The temperature in Newfoundland rarely gets above seventy degrees, cod cheeks are a local delicacy, and snowmobiling and boats are the more convenient modes of transportation than cars and other vehicles with wheels. The aunt establishes herself as a yacht upholsterer in adjacent Killick-Claw in this harsh location of violent storms, a declining fishery, and protracted unemployment, while Quoyle gets work covering maritime news for the neighbourhood’s weekly, the Gammy Bird (a paper that specializes in sexual-abuse stories and grisly photos of car accidents).

Each of the Quoyles faces personal demons as the long winter closes its icy jaws, reeling from catastrophe to minor victory in the company of the obedient Mavis Bangs, Diddy Shovel the strongman, drowned Herald Prowse, cane-twirling Beety, Nutbeem, who steals foreign news from the radio, a deranged cousin the aunt refuses to recognize, the heavily-zippered Alvin Yark, silent Quoyle has mastered the ability to gut cod, escape from a pickle jar, and tie a true lover’s knot by the time of the spring storms.

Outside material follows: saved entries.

Issue #514, opened 2019-09-18
Variation-aware scheduling


tpatki:
First cut of the production version will focus on a small graph with a representative job queue with 15-20 jobs. It will leverage the recently developed `set-property` interface in `resource-query` for initial testing. 

Node-level scheduling will be assumed, and we will use ~3 performance classes for distributing nodes by their performance efficiency. We will also assume that users specify the execution time of their job based on the worst-case scenario (i.e., slowest node) and as a result we will not modify a job's runtime. In this version, we will place application ranks on similar-performing nodes and compare against the lowest-first or highest-first default policies. This will minimize rank-to-rank variation within the application.

One question is about potentially missing property values due to user entry error. Prior to scoring and matching, we will have to add a method to check that the associated property (in our case performance class) is available for each node and is in the expected range (the latter is harder to determine).  Not sure if we should do this for a first cut (comments, @dongahn)?

dongahn:
Thanks Tapasya:

> Node-level scheduling will be assumed

The graph-based scheduler doesn't make a distinct between node exclusive vs. non-node executive scheduling. It just schedule based on the resource specification in a jobspec. Does this break your assumption?

>  Prior to scoring and matching, we will have to add a method to check that the associated property (in our case performance class) is available for each node and is in the expected range (the latter is harder to determine).

I think it would be a reasonable assumption to treat those unannotated vertex as the lowest performing resource?

tpatki:
> Node-level scheduling will be assumed.
    The graph-based scheduler doesn't make a distinct between node exclusive vs. non-node executive scheduling. It just schedule based on the resource specification in a jobspec. Does this break your assumption?

I believe this will apply to testing, and the code will be general enough to handle any sort of variation. It is the input properties we provide externally that'll make a difference.
The properties (eg node perf_class) is important for physical mapping--  the real-world data we collect (be it based on manufacturing variation or for aging) will either be node-level or socket-level. For power, this assumption is important as we're looking at underlying power domains (i.e. individual subparts of chips where power caps can be placed). Assuming node-level granularity for the testing part because that's the data we have. 

> I think it would be a reasonable assumption to treat those unannotated vertex as the lowest performing resource?

[...]

PR #517, opened 2019-09-20
Support for variation-aware scheduler

tpatki:
Initial design for #514. 

Needs extensive error checks and additional tests, but posting for early review and feedback. A simple example has been tested and verified. 

Note: shall fix indentation, comments, etc in the final PR.


dongahn:
Thanks @tpatki! 

I took a brief look at this looking at where your changes are inserted and and structures etc. This seems like a great start. 

The only initial feedback is: at least for user visible names like the option argument for `--match-policy` of `resource-query`, I prefer `variation` instead of `var_aware`.

dongahn:
Also, now that I merged your set-/get-property support you can safely rebase.

tpatki:
Thanks @dongahn for the early feedback. I need to add more tests for (1) missing property values, (2) erroneous inputs where `stoi` fails, etc. I will change the name to `variation` instead of `var_aware`. 

I also have the example from quartz that we had tested earlier, it has variation data on 2417 nodes with 5 performance classes and ~200 jobs from quartz queue. I also have a helper script that plots graphs and compares the lowest ID first, highest ID first and variation-aware algorithms for figure of merit. 

Do you want me to add this quartz test as part of our production code or should I just commit it to a new local branch so we can work on analysis later?

dongahn:
> I also have the example from quartz that we had tested earlier, it has variation data on 2417 nodes with 5 performance classes and ~200 jobs from quartz queue. I also have a helper script that plots graphs and compares the lowest ID first, highest ID first and variation-aware algorithms for figure of merit.

Cool.

> Do you want me to add this quartz test as part of our production code or should I just commit it to a new local branch so we can work on analysis later?

I think these should stay in a research branch for our analysis later; our repo probably want to stay lean and mean as much as possible :-)

tpatki:
> I think these should stay in a research branch for our analysis later; our repo probably want to stay lean and mean as much as possible :-)

@dongahn: Agreed, just wanted to check. I'll create a new research branch in my fork based on the recent updates and maintain these there. Thanks!

dongahn:
@tpatki: Thanks Tapasya. I haven't looked at your logic yet but here are my initial set of change requests which will help me and @SteVwonder to review your PR further. This PR is relatively large but currently only have two commits. If they can be further splitter into topical commits, this would be very helpful. One suggestion is:

The first feature commit can be split as the following: 
1. commit that includes your policy selection bug fix (thank you again)!
2. commit that includes dfu_match_var_aware.hpp|cpp 
3. commit that integrate these files into the build system: `resoure/Makefile.am`
4. commit that integrates this into the factory class: `dfu_match_policy_factory.hpp|cpp`
5. commit that integrates this into the resource-query: `resource-query.cpp`
6. commit that integrates this into the resource match: `resource_match.cpp`

For testing commit, I would split it as the following:

1. Commit small.graphml on its own
2. Commit with cmds files
3. Commit with  output files
4. Commit with  jobspec files
5. Commit that introduces t3014-resource-var-aware.t 
6. Commit that introduces t4007-match-var-aware.t
7. Commit `t/Makefile.am` to tie those two sharness test scripts into the build system

I believe each commit can benefit from more detailed commit messages. Each commit has a specific topic, so hopefully it wouldn't be too painful to add a description. The most detail will be needed for your commit that contains changes in dfu_match_var_aware.hpp|cpp and perhaps the sharness tests.

dongahn:
@SteVwonder's schedutil change went in. This needs to be debased as well.

tpatki:
Something went wrong. Redoing this.

tpatki:
@dongahn, @SteVwonder: Split the commits are requested and this is ready for review.

dongahn:
@tpatki: Thanks. I will review this soon (probably tonight).

resource/policies/dfu_match_var_aware.cpp
```diff
@@ -0,0 +1,153 @@
...
+            unsigned int count = calc_count (c_resource, qc);
+            if (count == 0) {
+                score = MATCH_UNMET;
+                break;
+            }
+            dfu.choose_accum_best_k (subsystem, c_resource.type, count, comp);
+        }
+    }
+
+    for (p_it = g[u].properties.begin ();
```
dongahn: I think this is the core of your algorithm. Great that you were able to do this in such an isolated manner!

Having said that, here are two issues: 

1. I believe this code only needs to be executed when `score == MATCH_MET` so I would guard this code with the `if` statement. Otherwise this will be executed whether the visiting vertex is qualified or not. 

2. iterating through all of the keys in the property map seems a bit inefficient. `std::map` offers O(log N) access performance guarantee. Instead, I would use a lookup function. Now, because the graph object `g` is `const` and thus `operator[]` won't work. My guess is that's why you had used the iteration instead. If `key` doesn't exist, `std::map`'s `operator[]` creates a value object and inserts that with that key and this can often leads to difficult to debug problems. In this case, I would use `map::at()` method. It won't create an object when the key doesn't exist. But it does throw `std::out_of_range` exception. But you are already catch exceptions so this shouldn't change your code structure.

dongahn:
@tpatki: This PR looks pretty good! 

I left my review comments in-line to your code and testing inputs. Most of the comments are trivial, but you should look at the ones about the main algorithm and see if you agree. 

In addition, I generally find that your commit messages are a bit terse. I'd suggest you augment some of the commit messages (not on the title, but on the comment message body) with a bit more details. When someone other than us look at the log messages later for bug hunting of some sort, I am sure they will appreciate they could do that only by reading commit messages.

Once these issues are addressed, I believe this PR can be merged.

resource/policies/dfu_match_var_aware.cpp
dongahn: I forgot to mension. `std::stoi` can also throw `std::out_of_range`. Another reason to consider `std::at ()`.

dongahn:
@tpatki: PR #523 has been merged. So when you update your PR, please make sure you rebase to the upstream master.

tpatki:
@dongahn: sounds good! Will update this PR soon (in the next day).

resource/modules/resource_match.cpp
```diff
@@ -476,6 +476,9 @@ static int init_resource_graph (resource_ctx_t *ctx)
 {
     int rc = 0;
 
+    // Select the appropriate matcher based on CLI policy.
+    ctx->matcher = create_match_cb (ctx->args.match_policy);
```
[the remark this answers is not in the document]
tpatki: @dongahn: leaving this as-is for now as per your suggestion as we'll move to `shared_ptr` later.

resource/policies/dfu_match_var_aware.cpp
tpatki: @dongahn: Changed to use `std::map::at`. Note that we still need to catch the `invalid_argument` exception for cases where `perf_class` input is invalid, eg, `perf_class=randomstring`. `stoi` throws `out_of_range` only if the converted value is out of range for an integer.

tpatki:
@dongahn: This is ready for your review/merging, addressed all the changes you requested.

dongahn:
@tapasya: looks great to me. If you want to address the one last nit (a leading white space before stoi and add std namespace), let me know.

tpatki:
@dongahn: fixed the whitespace and `std::stoi` issue. Thanks for the thorough and detailed review of this! :)

dongahn:
LGTM! Please squash the last commit with the original amd let me know. I will merge.

tpatki:
@dongahn: Squashed the last commit in to original variation-aware policy files. Thanks!

dongahn:
Great work. Thank you! Merging.

(Just FYI next time when you squash, you probably don't need to include the description of the squashing commit because the file was newly introduced and from the perspective of the commit history that problem doesn't really exist :-)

The protagonist of The Shipping News, Quoyle, is an outcast who encounters several setbacks in Mockingbird, New York. He marries Petal Bear, who brings him joy for just one month. Bunny and Sunshine are the names of Quoyle and Petal’s two children. Petal eventually rejects Quoyle and decides to travel with other guys instead. Finally leaving Quoyle, she “sells” the two girls before passing away in a car accident. When Quoyle locates the girls, he moves with his aunt to a small Newfoundland hamlet where his ancestors had resided.

Quoyle is introduced to Jack Buggitt, Editor of the Gammy Bird newspaper in Killick-Claw, Newfoundland, by a friend from New York named Partridge, who had previously helped Quoyle secure a reporting position. Quoyle takes on the writing of pieces on shipping news as well as stories about car accidents for the Gammy Bird’s front page. Despite having recent forebears with questionable traits, Quoyle and Aunt Agnis Hamm, together with the girls, start to prosper in the Newfoundland maritime town. As the aunt launches a ship upholstery business, Quoyle begins to make friends and raises his two kids in a loving environment.

Proulx employs a variety of strategies to guide readers to Quoyle’s understanding of coastal life, interpersonal relationships, and himself. Particularly thought-provoking was her chapter epigraphs from Clifford Ashley’s 1944 book The Ashley Book of Knots. The different affiliations in Quoyle’s life—some constructive, others destructive—are described as knots. Due to the importance of sailing and the lifestyle, physical knots were important in the book. The habits of Quole’s cousin Nolan and the aunt’s upholstery shop also had tangible knots at play. The plot and topics of the book were fleshed out by a number of symbolic knots—complex relationships and fruitful relationships were tied and undone to produce a memorable and original book.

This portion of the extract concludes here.